Task instructions:
Pick out the lines below that include the string "like".

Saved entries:
########

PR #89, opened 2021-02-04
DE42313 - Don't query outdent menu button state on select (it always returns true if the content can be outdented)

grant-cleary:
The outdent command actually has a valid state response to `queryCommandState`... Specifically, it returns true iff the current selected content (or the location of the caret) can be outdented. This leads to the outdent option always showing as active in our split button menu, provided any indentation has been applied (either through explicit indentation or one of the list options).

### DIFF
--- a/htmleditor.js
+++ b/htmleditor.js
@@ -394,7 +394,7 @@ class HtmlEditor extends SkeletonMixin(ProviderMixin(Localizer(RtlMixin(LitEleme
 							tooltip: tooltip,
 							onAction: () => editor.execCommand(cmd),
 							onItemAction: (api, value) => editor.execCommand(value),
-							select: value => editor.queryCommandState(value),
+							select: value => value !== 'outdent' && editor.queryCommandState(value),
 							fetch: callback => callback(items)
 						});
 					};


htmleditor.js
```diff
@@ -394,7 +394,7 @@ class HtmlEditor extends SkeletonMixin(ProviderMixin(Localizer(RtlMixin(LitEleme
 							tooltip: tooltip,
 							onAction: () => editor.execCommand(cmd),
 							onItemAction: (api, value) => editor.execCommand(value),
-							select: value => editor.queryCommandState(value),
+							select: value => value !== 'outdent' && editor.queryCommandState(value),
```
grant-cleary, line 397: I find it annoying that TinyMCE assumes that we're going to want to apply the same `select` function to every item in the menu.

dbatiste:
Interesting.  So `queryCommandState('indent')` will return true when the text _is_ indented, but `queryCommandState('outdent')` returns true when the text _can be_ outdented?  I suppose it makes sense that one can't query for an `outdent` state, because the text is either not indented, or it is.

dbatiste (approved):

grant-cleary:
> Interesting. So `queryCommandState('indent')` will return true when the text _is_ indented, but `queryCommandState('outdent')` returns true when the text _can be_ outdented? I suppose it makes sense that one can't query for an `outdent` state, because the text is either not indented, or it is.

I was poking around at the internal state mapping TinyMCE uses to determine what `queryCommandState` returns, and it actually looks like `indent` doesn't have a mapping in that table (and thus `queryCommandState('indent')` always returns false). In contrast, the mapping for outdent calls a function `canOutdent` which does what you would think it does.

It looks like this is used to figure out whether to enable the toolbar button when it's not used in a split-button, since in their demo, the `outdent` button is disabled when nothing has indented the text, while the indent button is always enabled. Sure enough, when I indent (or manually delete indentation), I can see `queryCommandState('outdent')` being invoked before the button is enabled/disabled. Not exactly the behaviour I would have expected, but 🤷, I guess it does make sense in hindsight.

########

Response to this task:
I was poking around at the internal state mapping TinyMCE uses to determine what `queryCommandState` returns, and it actually looks like `indent` doesn't have a mapping in that table (and thus `queryCommandState('indent')` always returns false). In contrast, the mapping for outdent calls a function `canOutdent` which does what you would think it does.
It looks like this is used to figure out whether to enable the toolbar button when it's not used in a split-button, since in their demo, the `outdent` button is disabled when nothing has indented the text, while the indent button is always enabled. Sure enough, when I indent (or manually delete indentation), I can see `queryCommandState('outdent')` being invoked before the button is enabled/disabled. Not exactly the behaviour I would have expected, but 🤷, I guess it does make sense in hindsight.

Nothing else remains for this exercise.